++++ Data provided

PR #311, opened 2019-08-07
Add benchmark subset of files

kbaum:
- Added benchmark of storing subset of files
- Added nil's to fake coverage data
- Fixed incorrect format for fake coverage data

### RedisStore
```
➜  coverband git:(benchmark_subset_of_files) bundle exec rake benchmarks:redis_reporting
D, [2019-08-07T09:45:48.251145 #22282] DEBUG -- : using default configuration
   store_reports_all     2.000  i/100ms
   store_reports_all     24.709  (± 4.0%) i/s -    370.000  in  15.008521s
store_reports_subset     4.000  i/100ms
store_reports_subset     40.661  (± 4.9%) i/s -    812.000  in  20.004844s
```

### HashRedisStore

```
   store_reports_all      4.535  (± 0.0%) i/s -     68.000  in  15.030560s
store_reports_subset    11.000  i/100ms
store_reports_subset     96.209  (± 7.3%) i/s -      1.925k in  20.102280s
```

### DIFF
--- a/test/benchmarks/benchmark.rake
+++ b/test/benchmarks/benchmark.rake
@@ -141,7 +141,7 @@ namespace :benchmarks do
   end
 
   def fake_line_numbers
-    24.times.each_with_object({}) do |line, line_hash|
+    28.times.each_with_object({}) do |line, line_hash|
       line_hash[(line + 1).to_s] = rand(5)
     end
   end
@@ -183,7 +183,13 @@ namespace :benchmarks do
     5.times { store.save_report(report) }
     Benchmark.ips do |x|
       x.config(time: 15, warmup: 5)
-      x.report('store_reports') { store.save_report(report) }
+      x.report('store_reports_all') { store.save_report(report) }
+    end
+    keys_subset = report.keys.first(100)
+    report_subset = report.select { |key, _value| keys_subset.include?(key) }
+    Benchmark.ips do |x|
+      x.config(time: 20, warmup: 5)
+      x.report('store_reports_subset') { store.save_report(report_subset) }
     end
   end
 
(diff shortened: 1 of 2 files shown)


test/benchmarks/benchmark.rake
```diff
@@ -140,14 +140,16 @@ namespace :benchmarks do
     Coverband::Collectors::Coverage.instance.reset_instance
   end
 
+  LINES = 45
```
kbaum: @danmayer - went into production and calculated number of lines per file and number of lines with nil. Used this script but could use a second eye on it as the number of nils was surprising to me and I wouldn't put it past myself to make a silly math mistake:

```ruby
data = Coverband.configuration.store.coverage.values.map{|hash| hash['data']}; 1
average_lines = data.map(&:length).sum/data.length
average_nil = data.map{ |file| file.count(&:nil?) }.sum/data.length
```

test/benchmarks/benchmark.rake
```diff
@@ -140,9 +140,11 @@ namespace :benchmarks do
...
+  NON_NIL_LINES = 18
   def fake_line_numbers
-    24.times.each_with_object({}) do |line, line_hash|
-      line_hash[(line + 1).to_s] = rand(5)
+    LINES.times.map do |line|
+      coverage = (line < NON_NIL_LINES) ? rand(5) : nil
```
kbaum: This was a hash but should have been an array. Somehow it was working before but started blowing up on HashRedisStore when i added nil's to the coverage data.

test/benchmarks/benchmark.rake
danmayer: hmm seems a bit high to me as well... I am wondering if we can't use avg across files as outliers perhaps can throw it off? what about total_lines / total_nils?

either way seems to point to having sparse storage and not storing nils

kbaum: Yeah.. maybe you can take a look at some of your projects and see what you come back with?

We are already not storing nils for `HashRedisStore`.

PR #315, opened 2019-09-11
add support for timestamps on view tracking

danmayer:
and for clearing all view tracking or individual files.

Screen Shot 2019-09-11 at 12 15 20 PM


kbaum:
Looks great!

PR #318, opened 2019-09-13
add better callout on unused files, in standard directories

danmayer:
makes it more clear that a file in standard directories was never loaded or used.

Screen Shot 2019-09-13 at 5 10 04 PM

Screen Shot 2019-09-13 at 3 51 32 PM

### DIFF
--- a/lib/coverband/utils/result.rb
+++ b/lib/coverband/utils/result.rb
@@ -55,11 +55,16 @@ module Coverband
       # the line-by-line coverage to zero (if relevant) or nil (comments / whitespace etc).
       def self.add_not_loaded_files(result, tracked_files)
         if tracked_files
+          # TODO: Can we get rid of this dup it wastes memory
           result = result.dup
           Dir[tracked_files].each do |file|
             absolute = File.expand_path(file)
 
-            result[absolute] ||= Coverband::Utils::LinesClassifier.new.classify(File.foreach(absolute))
+            puts "hit #{absolute} "*60 if result[absolute].nil?
+            result[absolute] ||= {
+              'data' => Array.new(File.foreach(absolute).to_a.length) { 0 },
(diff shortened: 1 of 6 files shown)


lib/coverband/utils/result.rb
```diff
@@ -55,11 +55,16 @@ def created_at
       # the line-by-line coverage to zero (if relevant) or nil (comments / whitespace etc).
       def self.add_not_loaded_files(result, tracked_files)
         if tracked_files
+          # TODO: Can we get rid of this dup it wastes memory
           result = result.dup
           Dir[tracked_files].each do |file|
             absolute = File.expand_path(file)
 
-            result[absolute] ||= Coverband::Utils::LinesClassifier.new.classify(File.foreach(absolute))
+            puts "hit #{absolute} "*60 if result[absolute].nil?
```
kbaum: Remove puts?

lib/coverband/utils/result.rb
```diff
@@ -55,11 +55,16 @@ def created_at
...
+            result[absolute] ||= {
+              'data' => Array.new(File.foreach(absolute).to_a.length) { 0 },
```
kbaum: Got interested in File#foreach. Looks like we can do a count on the enumerator instead of converting to array.

```ruby
Array.new(File.foreach(absolute).count)
```

kbaum:
Thinking it might make sense to add a test for this one? Maybe a capybara style test on the report?

lib/coverband/utils/result.rb
danmayer: thanks fixed

lib/coverband/utils/result.rb
danmayer: nice good call

PR #331, opened 2019-10-06
Batch report calls in hash_redis_store

kbaum:
Little bump up in cpu but much faster:

### Before:

image

```
➜  coverband git:(change_to_hash) COVERBAND_HASH_REDIS_STORE=t bundle exec rake benchmarks:redis_reporting
/Users/karlbaum/workspace/coverband/lib/coverband.rb:35: warning: already initialized constant Coverband::Adapters::RedisStore
/Users/karlbaum/workspace/coverband/lib/coverband/adapters/redis_store.rb:8: warning: previous definition of RedisStore was here
D, [2019-10-06T17:51:00.626595 #70722] DEBUG -- : using default configuration
   store_reports_all      2.029  (± 0.0%) i/s -     31.000  in  15.384839s
store_reports_subset     5.000  i/100ms
store_reports_subset     58.196  (± 8.6%) i/s -      1.155k in  20.025083s
```

### After:

i mage

```
➜  coverband git:(batch_call_lua) COVERBAND_HASH_REDIS_STORE=t bundle exec rake benchmarks:redis_reporting
   store_reports_all      4.660  (± 0.0%) i/s -     70.000  in  15.066954s
store_reports_subset    13.000  i/100ms
store_reports_subset    131.136  (± 6.9%) i/s -      2.613k in  20.049154s
```

Looks to be about 2X as fast according to our performance benchmark task.

### DIFF
--- a/lib/coverband/adapters/hash_redis_store.rb
+++ b/lib/coverband/adapters/hash_redis_store.rb
@@ -71,10 +71,12 @@ module Coverband
             updated_time: updated_time
           )
         end.to_json
+        return unless keys.any?
+
         arguments_key = [@redis_namespace, SecureRandom.uuid].compact.join('.')
         @redis.set(arguments_key, json)
         @redis.evalsha(script_id, [arguments_key])
-        @redis.sadd(files_key, keys) if keys.any?
+        @redis.sadd(files_key, keys)
       end
 
       def coverage(local_type = nil)
--- a/lib/coverband/adapters/hash_redis_store.rb
+++ b/lib/coverband/adapters/hash_redis_store.rb
@@ -56,26 +56,25 @@ module Coverband
         report_time = Time.now.to_i
         updated_time = type == Coverband::EAGER_TYPE ? nil : report_time
         script_id = hash_incr_script
-        @redis.pipelined do
-          keys = report.map do |file, data|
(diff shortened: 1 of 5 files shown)


lib/coverband/adapters/hash_redis_store.rb
```diff
@@ -56,26 +56,25 @@ def save_report(report)
...
+          script_input(
+            key: key,
+            file: relative_file,
+            file_hash: file_hash,
+            data: data,
+            report_time: report_time,
+            updated_time: updated_time
+          )
+        end.to_json
+        arguments_key = [@redis_namespace, SecureRandom.uuid].compact.join('.')
```
danmayer: do these other steps need to be wrapped in `if keys.any?`

kbaum: Good question. I don't see the harm in it and it might save us unnecessary hits to redis. Good thing is we do have a test for it so think its currently functional.

https://github.com/danmayer/coverband/blob/master/test/coverband/adapters/hash_redis_store_test.rb#L31

kbaum:
@danmayer  - to be clear, the cpu usage on redis still goes down about 20-25% compared to master for our benchmarks. I was comparing this iteration with the change_to_hash branch.

PR #334, opened 2019-10-12
Use flushdb on a test redis db

kbaum:
Been struggling with some of the tests sporadically failing. 

I like this approach for cleaning redis as we easily start with an empty clean each time but we avoid clearing out the data in the default redis database.

### DIFF
--- a/test/coverband/reporters/base_test.rb
+++ b/test/coverband/reporters/base_test.rb
@@ -3,6 +3,10 @@
 require File.expand_path('../../test_helper', File.dirname(__FILE__))
 
 class ReportsBaseTest < Minitest::Test
+  def setup
+    super
+  end
+
   test '#merge_arrays basic merge preserves order and counts' do
     first = [0, 0, 1, 0, 1]
     second = [nil, 0, 1, 0, 0]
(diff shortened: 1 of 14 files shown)


test/coverband/reporters/base_test.rb
```diff
@@ -47,45 +46,4 @@ class ReportsBaseTest < Minitest::Test
...
     assert_equal expected, Coverband::Reporters::Base.send(:get_current_scov_data_imp, store, roots)[:merged]
   end
-
-  ###
-  # This test uses real world example data which helped uncover a bug
-  # The copied data doesn't format easily and isn't worth the effort to meet
-  # string style
-  # rubocop:disable all
-  ###
-  test '#get_current_scov_data_imp merges multiples of file data' do
```
kbaum: This test was failing with missing mock expectations. I struggled with it for a while and thought maybe it wasn't worth maintaining. Let me know what you think.

danmayer: I guess if this blocks the PR comment out and I will take a look and see if I can quickly fix or I will remove

kbaum: Ok sounds good.

test/test_helper.rb
```diff
@@ -30,20 +30,24 @@
 
 module Coverband
   module Test
+    TEST_DB = 2
+
+    def self.redis
```
kbaum: @danmayer - added a test redis instance that all of our tests can use. This way we all our in the same db and our database is being cleaned out properly.

PR #343, opened 2019-10-18
avoid running coverband on known tasks, capture errors and log warnin…

danmayer:
…gs on bootup, avoid connecting to Redis unless it is actually used...

---

OK, this resolves some of the recent issues where startup on various jobs that don't need coverage would fail. This takes a couple of approaches, due to we have slightly different issues between the normal adapter the new HashRedisAdapter and with the view tracker.

1. This expands the rake task ignore list to include a bunch of common tasks we would likely want to ignore. This should help folks not have to do anything special when running things like `asset:precompile` on heroku or in CI environments (that have yet to stand up Redis).
2. This rescues Redis connection errors a few different places where they can occur (railtie, startup configuration, etc). This will output a warning in cases where the task isn't covered by our default ignore, but the user wouldn't like Coverband to block their app startup
3. For the view tracker, move from hitting Redis on initialization to lazily hit during runtime. This avoids startup costs when the view tracker will never actually be used (in rake tasks for example). @bhb I believe this is why you started to get the error on the upgrade. The old view_tracker didn't hit Redis in the initialization, and the next version did, which would have surfaced this error. 
    a. Note: The old Redis adapter doesn't connect eagerly either, but the new adapter does to ensure the Redis server is new enough to support LUA scripting, if we could come up with a good way to avoid that during initialization that could be good, but I don't think we want to defer the check until runtime only as it could be confusing, I don't have a good idea for that yet.

I ran with old adapter, new, and with view_tracker (on and off), with Redis turned off and this either works silently or outputs log warnings and moves on with the task as one would expect.

### DIFF
--- a/lib/coverband/configuration.rb
+++ b/lib/coverband/configuration.rb
@@ -32,8 +32,7 @@ module Coverband
                     'db:setup',
                     'db:structure:dump',
                     'db:structure:load',
-                    'db:version'
-                  ]
+                    'db:version']
 
     # Heroku when building assets runs code from a dynamic directory
     # /tmp was added to avoid coverage from /tmp/build directories during
--- a/lib/coverband/configuration.rb
+++ b/lib/coverband/configuration.rb
@@ -23,7 +23,17 @@ module Coverband
     IGNORE_TASKS = ['coverband:clear',
                     'coverband:coverage',
                     'coverband:coverage_server',
-                    'coverband:migrate']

++++++++

Required work –
Copy range, inclusive: the line holding "--- a/lib/coverband/utils/result.rb" to the line holding "(diff shortened: 1 of 6 files shown)". Reproduce exactly those lines of the records above and no others.

Result –
--- a/lib/coverband/utils/result.rb
+++ b/lib/coverband/utils/result.rb
@@ -55,11 +55,16 @@ module Coverband
       # the line-by-line coverage to zero (if relevant) or nil (comments / whitespace etc).
       def self.add_not_loaded_files(result, tracked_files)
         if tracked_files
+          # TODO: Can we get rid of this dup it wastes memory
           result = result.dup
           Dir[tracked_files].each do |file|
             absolute = File.expand_path(file)
 
-            result[absolute] ||= Coverband::Utils::LinesClassifier.new.classify(File.foreach(absolute))
+            puts "hit #{absolute} "*60 if result[absolute].nil?
+            result[absolute] ||= {
+              'data' => Array.new(File.foreach(absolute).to_a.length) { 0 },
(diff shortened: 1 of 6 files shown)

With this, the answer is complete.